■ **What is expected**: Could you reproduce the lines below from the one with "[Load all story" through the one with "(story translation content)"? Keep both ends and add nothing.

■ **Records**:
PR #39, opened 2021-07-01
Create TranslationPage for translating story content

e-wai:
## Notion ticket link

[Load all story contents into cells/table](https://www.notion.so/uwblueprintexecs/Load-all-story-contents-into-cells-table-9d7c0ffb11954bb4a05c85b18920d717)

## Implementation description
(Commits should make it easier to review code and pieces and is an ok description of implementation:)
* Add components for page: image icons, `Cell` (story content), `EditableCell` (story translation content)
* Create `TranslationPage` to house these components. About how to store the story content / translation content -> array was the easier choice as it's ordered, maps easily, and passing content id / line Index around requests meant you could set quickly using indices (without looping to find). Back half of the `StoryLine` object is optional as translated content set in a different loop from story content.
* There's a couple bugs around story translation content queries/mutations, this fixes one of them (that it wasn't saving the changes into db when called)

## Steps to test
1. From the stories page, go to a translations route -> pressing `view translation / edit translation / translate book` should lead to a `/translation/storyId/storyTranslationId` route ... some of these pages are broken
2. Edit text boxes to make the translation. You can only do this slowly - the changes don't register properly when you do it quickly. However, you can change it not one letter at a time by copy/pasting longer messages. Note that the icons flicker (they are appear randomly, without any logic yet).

■ **Your solution**:
[Load all story contents into cells/table](https://www.notion.so/uwblueprintexecs/Load-all-story-contents-into-cells-table-9d7c0ffb11954bb4a05c85b18920d717)

## Implementation description
(Commits should make it easier to review code and pieces and is an ok description of implementation:)
* Add components for page: image icons, `Cell` (story content), `EditableCell` (story translation content)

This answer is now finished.